The Militant(logo) 
    Vol.59/No.45           December 4, 1995 
 
 
The Great Society, By Harry Ring  

He does create jobs - It caused a flap in Canada's Ontario province when Social Services Minister David Tsubouchi assured that the impoverished could eat well on $90 a month. The flap got louder when it was disclosed that he had hired an image consultant at $1,200 a day.

It ain't the messenger - Corporate studies are finding a steady rise in workplace alienation, discontent, and frustration. One consulting group that did a survey said they were "so amazed at the vehemence of workers that we wondered if we had in some way contaminated the study." A second consulting outfit came in. It found the study and findings "sound and reliable."

Being a lawyer isn't good enough? - A student about to graduate from Hastings College of the Law in San Francisco was busted as a suspect in as many as a dozen area bank robberies.

`A few bad apples' - Jersey City cops failed to return to their owners more than 100 cars that were towed or recovered after being stolen. Notification letters to owners were deliberately misaddressed so they would come back undeliverable. A car not claimed in 30 days becomes city property. Sixty of the cars were auctioned to cops at rigged prices.

Pushers Intl. - R.J. Reynolds Tobacco agreed to supply Bucharest, Romania's cash-strapped capital, with traffic light bulbs for a year. The yellow lights bore the Camel logo.

Enthused the operator who set up the 1993 deal, "It was really fantastic at night when only the yellow lights were on and you'd just see the camel everywhere, blinking on and off."

`If you can't beat them...' - "For microchips, for oven chips, computer chips, we thank you Lord/For ocean waves, for microwaves, for radio waves, we thank you Lord/For floppy discs, for compact discs, computer discs, we thank you Lord" - From the Big Blue Planet songbook issued by the United Kingdom's Methodist church to make worship more relevant for the under-eight audience.

Don't leave home without it - As cited in the New York Times Sunday travel section: The Pedipocket, a battery- powered manicure and pedicure device that can polish and trim nails. $44.95, plus $5 shipping.
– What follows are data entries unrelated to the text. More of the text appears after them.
PR #223, opened 2024-03-11
MB-60914: Zap field specific metrics

Likith101:
- Added an UpdateFieldStats function which will populate the passed map with any field related metrics
 - The map is expected to be already initialized with the appropriate metric names
 - As of now, the only metric added is num_vectors which is obtained by looking at its appropriate field section data
 - This call also is only necessary after a merge because otherwise we can obtain it from the analysis results.
 - With the inclusion of UpdateFieldStats, SegmentBase will now implement the FieldStatsReporter defined in scorch_segment_api

### DIFF
--- a/faiss_vector_posting.go
+++ b/faiss_vector_posting.go
@@ -404,7 +404,7 @@ func (sb *SegmentBase) InterpretVectorIndex(field string) (segment.VectorIndex, 
 	return wrapVecIndex, err
 }
 
-func (sb *SegmentBase) UpdateFieldStats(stats map[string]map[string]int) {
+func (sb *SegmentBase) UpdateFieldStats(stats segment.FieldStats) {
 
 	for _, fieldName := range sb.fieldsInv {
 
@@ -413,15 +413,13 @@ func (sb *SegmentBase) UpdateFieldStats(stats map[string]map[string]int) {
 			continue
 		}
 
-		_, n := binary.Uvarint(sb.mem[pos : pos+binary.MaxVarintLen64])
-		pos += n
-		_, n = binary.Uvarint(sb.mem[pos : pos+binary.MaxVarintLen64])
-		pos += n
-		_, n = binary.Uvarint(sb.mem[pos : pos+binary.MaxVarintLen64])
-		pos += n
+		for i := 0; i < 3; i++ {
+			_, n := binary.Uvarint(sb.mem[pos : pos+binary.MaxVarintLen64])
+			pos += n
+		}
 
 		numVecs, _ := binary.Uvarint(sb.mem[pos : pos+binary.MaxVarintLen64])
 
-		stats["num_vectors"][fieldName] = int(numVecs)
+		stats.AddStat("num_vectors", fieldName, numVecs)
 	}
 }
--- a/faiss_vector_posting.go
+++ b/faiss_vector_posting.go
@@ -403,3 +403,25 @@ func (sb *SegmentBase) InterpretVectorIndex(field string) (segment.VectorIndex, 
 	vecIndex, err = faiss.ReadIndexFromBuffer(indexBytes, faiss.IOFlagReadOnly)
 	return wrapVecIndex, err
 }
+
+func (sb *SegmentBase) UpdateFieldStats(stats map[string]map[string]int) {
+
+	for _, fieldName := range sb.fieldsInv {
+
+		pos := int(sb.fieldsSectionsMap[sb.fieldsMap[fieldName]-1][SectionFaissVectorIndex])
+		if pos == 0 {
+			continue
+		}
+
+		_, n := binary.Uvarint(sb.mem[pos : pos+binary.MaxVarintLen64])
+		pos += n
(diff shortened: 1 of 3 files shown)


faiss_vector_posting.go
```diff
@@ -403,3 +403,25 @@ func (sb *SegmentBase) InterpretVectorIndex(field string) (segment.VectorIndex,
 	vecIndex, err = faiss.ReadIndexFromBuffer(indexBytes, faiss.IOFlagReadOnly)
 	return wrapVecIndex, err
 }
+
+func (sb *SegmentBase) UpdateFieldStats(stats map[string]map[string]int) {
```
Thejas-bhat, line 407: i think you can unit test this out

faiss_vector_posting.go
```diff
@@ -403,3 +403,25 @@ func (sb *SegmentBase) InterpretVectorIndex(field string) (segment.VectorIndex,
...
+
+	for _, fieldName := range sb.fieldsInv {
+
+		pos := int(sb.fieldsSectionsMap[sb.fieldsMap[fieldName]-1][SectionFaissVectorIndex])
+		if pos == 0 {
+			continue
+		}
+
+		_, n := binary.Uvarint(sb.mem[pos : pos+binary.MaxVarintLen64])
```
metonymic-smokey, line 416: Think this can be done in a loop.

faiss_vector_posting.go
```diff
@@ -403,3 +403,25 @@ func (sb *SegmentBase) InterpretVectorIndex(field string) (segment.VectorIndex,
...
+		pos += n
+		_, n = binary.Uvarint(sb.mem[pos : pos+binary.MaxVarintLen64])
+		pos += n
+		_, n = binary.Uvarint(sb.mem[pos : pos+binary.MaxVarintLen64])
+		pos += n
+
+		numVecs, _ := binary.Uvarint(sb.mem[pos : pos+binary.MaxVarintLen64])
+
+		stats["num_vectors"][fieldName] = int(numVecs)
```
metonymic-smokey, line 425: I see you're using "num_vectors" in both the zapx and bleve PRs - I think this can be declared once and re-used.

faiss_vector_posting.go
```diff
@@ -403,3 +403,23 @@ func (sb *SegmentBase) InterpretVectorIndex(field string) (segment.VectorIndex,
 	vecIndex, err = faiss.ReadIndexFromBuffer(indexBytes, faiss.IOFlagReadOnly)
 	return wrapVecIndex, err
 }
+
+func (sb *SegmentBase) UpdateFieldStats(stats segment.FieldStats) {
+
+	for _, fieldName := range sb.fieldsInv {
+
```
abhinavdangeti, line 410: Drop this empty line and the one in 408.

faiss_vector_posting.go
```diff
@@ -403,3 +403,23 @@ func (sb *SegmentBase) InterpretVectorIndex(field string) (segment.VectorIndex,
...
+		}
+
+		for i := 0; i < 3; i++ {
+			_, n := binary.Uvarint(sb.mem[pos : pos+binary.MaxVarintLen64])
+			pos += n
+		}
+
+		numVecs, _ := binary.Uvarint(sb.mem[pos : pos+binary.MaxVarintLen64])
+
+		stats.AddStat("num_vectors", fieldName, numVecs)
```
abhinavdangeti, line 423: AddStat -> Store

See comments on https://github.com/blevesearch/scorch_segment_api/pull/38

faiss_vector_posting.go
Likith101: Added unit tests in bleve which cover this code path as well as merge

faiss_vector_posting.go
Likith101: Added stuff in scorch_segment_api to track the stat names

faiss_vector_posting.go
```diff
@@ -403,3 +403,20 @@ func (sb *SegmentBase) InterpretVectorIndex(field string) (segment.VectorIndex,
 	vecIndex, err = faiss.ReadIndexFromBuffer(indexBytes, faiss.IOFlagReadOnly)
 	return wrapVecIndex, err
 }
+
+func (sb *SegmentBase) UpdateFieldStats(stats segment.FieldStats) {
+	for _, fieldName := range sb.fieldsInv {
+		pos := int(sb.fieldsSectionsMap[sb.fieldsMap[fieldName]-1][SectionFaissVectorIndex])
```
Thejas-bhat, line 409: you can avoid the sb.fieldsMap[fieldName] over here, since I believe the index of fieldsInv is the fieldID. you can verify it and do the change.

Likith101: I'm keeping this the same because there seems to be one case where the fieldsInv looks like this

_id _all content id _id _all content id

So basically theres copies of stuff. I'm not sure where the copies are coming from but for safety reasons (The process will crash with index out of range error otherwise) I'm keeping it in.

abhinavdangeti (approved):

PR #225, opened 2024-03-12
MB-60943 - Add a coarse quantiser to the IVF indexes

metonymic-smokey:
This PR adds a HNSW index as the coarse quantiser for IVF indexes - avoid brute force search for the centroids closest to the query vector and instead use a HNSW centroid index .

Verified this to not impact recall significantly in E2E testing - 
1. 10M dataset - 768 dims
Case | Recall | Accuracy
without change | 0.85795 | 0.897
with change | 0.8565999999999999 | 0.895

2. 5M dataset - 1536 dims
Case | Recall | Accuracy
without change | 0.9591	| 0.979
with change | 0.95811 | 0.981

### DIFF
--- a/section_faiss_vector_index.go
+++ b/section_faiss_vector_index.go
@@ -350,8 +350,8 @@ func (v *vectorIndexOpaque) mergeAndWriteVectorIndexes(sbs []*SegmentBase,
 
 	nvecs := len(finalVecIDs)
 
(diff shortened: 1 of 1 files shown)


abhinavdangeti (approved):
@metonymic-smokey no recall trade-offs I assume with the better latencies? Worth sharing a table comparing the recalls in the description above^.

Carefully managed care - A California jury awarded damages to the husband and son of cancer victim Joyce Ching. For three months she had complained to her doctors of stomach pain but they didn't send her to a specialist until her husband refused to leave their office without a referral. A specialist found she had cancer. Why did the doctors balk? Because the HMO they work with requires them to pay the first $5,000 of the cost of such referrals.

Thought for the week - "This sends a clear message that when you mix incentives and money with medicine it equals death." - Mark Helper, attorney for the Ching family.